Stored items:
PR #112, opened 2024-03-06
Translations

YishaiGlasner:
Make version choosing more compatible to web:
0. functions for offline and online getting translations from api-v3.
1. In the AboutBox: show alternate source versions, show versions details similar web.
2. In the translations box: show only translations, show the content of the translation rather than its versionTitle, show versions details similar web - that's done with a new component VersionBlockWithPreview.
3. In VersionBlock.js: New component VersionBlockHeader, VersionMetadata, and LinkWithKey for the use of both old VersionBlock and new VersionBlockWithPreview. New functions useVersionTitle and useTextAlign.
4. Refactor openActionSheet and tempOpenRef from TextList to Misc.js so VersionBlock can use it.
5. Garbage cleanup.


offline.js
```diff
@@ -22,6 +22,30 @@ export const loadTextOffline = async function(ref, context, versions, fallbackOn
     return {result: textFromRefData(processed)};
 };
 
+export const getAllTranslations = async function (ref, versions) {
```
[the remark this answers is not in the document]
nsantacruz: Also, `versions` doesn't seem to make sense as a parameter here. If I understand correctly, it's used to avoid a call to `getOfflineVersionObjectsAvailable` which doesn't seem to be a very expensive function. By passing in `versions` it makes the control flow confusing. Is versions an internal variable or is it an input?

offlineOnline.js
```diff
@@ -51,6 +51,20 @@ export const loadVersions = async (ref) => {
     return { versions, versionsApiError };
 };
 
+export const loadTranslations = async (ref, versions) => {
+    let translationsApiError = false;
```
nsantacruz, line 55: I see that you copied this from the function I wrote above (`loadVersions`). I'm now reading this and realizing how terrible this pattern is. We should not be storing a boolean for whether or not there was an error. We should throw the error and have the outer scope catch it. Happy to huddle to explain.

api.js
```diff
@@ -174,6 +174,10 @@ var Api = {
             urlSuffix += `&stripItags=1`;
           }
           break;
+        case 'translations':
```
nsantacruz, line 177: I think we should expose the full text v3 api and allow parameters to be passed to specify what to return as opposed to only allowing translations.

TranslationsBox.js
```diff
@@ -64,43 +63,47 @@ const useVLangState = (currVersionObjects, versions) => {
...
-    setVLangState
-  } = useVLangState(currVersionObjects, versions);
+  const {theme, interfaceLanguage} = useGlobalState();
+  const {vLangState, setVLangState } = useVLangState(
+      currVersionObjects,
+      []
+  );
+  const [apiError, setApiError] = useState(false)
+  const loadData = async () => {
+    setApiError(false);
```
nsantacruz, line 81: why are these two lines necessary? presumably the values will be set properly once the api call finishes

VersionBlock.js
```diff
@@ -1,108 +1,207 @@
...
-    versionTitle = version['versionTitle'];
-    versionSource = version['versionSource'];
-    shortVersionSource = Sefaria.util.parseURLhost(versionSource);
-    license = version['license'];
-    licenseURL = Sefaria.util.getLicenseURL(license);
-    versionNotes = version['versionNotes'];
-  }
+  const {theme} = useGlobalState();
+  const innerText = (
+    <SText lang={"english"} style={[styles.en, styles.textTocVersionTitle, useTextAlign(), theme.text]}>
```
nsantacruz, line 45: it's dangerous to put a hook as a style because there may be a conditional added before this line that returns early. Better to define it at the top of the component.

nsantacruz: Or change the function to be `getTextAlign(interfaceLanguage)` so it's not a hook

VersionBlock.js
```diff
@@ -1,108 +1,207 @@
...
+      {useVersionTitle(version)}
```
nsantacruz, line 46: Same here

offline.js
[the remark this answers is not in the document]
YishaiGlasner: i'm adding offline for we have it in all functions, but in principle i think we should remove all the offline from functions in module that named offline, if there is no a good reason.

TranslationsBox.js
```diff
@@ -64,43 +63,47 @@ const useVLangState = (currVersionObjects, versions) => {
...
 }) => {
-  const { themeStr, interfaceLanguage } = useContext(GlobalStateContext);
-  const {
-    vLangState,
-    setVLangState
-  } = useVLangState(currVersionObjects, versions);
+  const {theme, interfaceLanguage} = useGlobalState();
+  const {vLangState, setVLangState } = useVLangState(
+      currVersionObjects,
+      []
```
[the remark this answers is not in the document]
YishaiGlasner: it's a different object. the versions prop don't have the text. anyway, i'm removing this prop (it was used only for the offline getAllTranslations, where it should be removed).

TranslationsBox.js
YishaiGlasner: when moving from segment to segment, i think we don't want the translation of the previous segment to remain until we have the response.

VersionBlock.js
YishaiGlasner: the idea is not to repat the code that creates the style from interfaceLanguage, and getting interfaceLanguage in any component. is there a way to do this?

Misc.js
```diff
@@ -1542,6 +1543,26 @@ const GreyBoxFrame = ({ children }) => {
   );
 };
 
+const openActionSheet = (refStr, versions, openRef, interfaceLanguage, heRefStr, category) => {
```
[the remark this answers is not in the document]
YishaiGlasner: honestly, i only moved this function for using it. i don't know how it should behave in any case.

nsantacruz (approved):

• **Prompt**:
For every line above that has "openActionSheet" in it, copy the line.

• **Output for this exercise**:
4. Refactor openActionSheet and tempOpenRef from TextList to Misc.js so VersionBlock can use it.
+const openActionSheet = (refStr, versions, openRef, interfaceLanguage, heRefStr, category) => {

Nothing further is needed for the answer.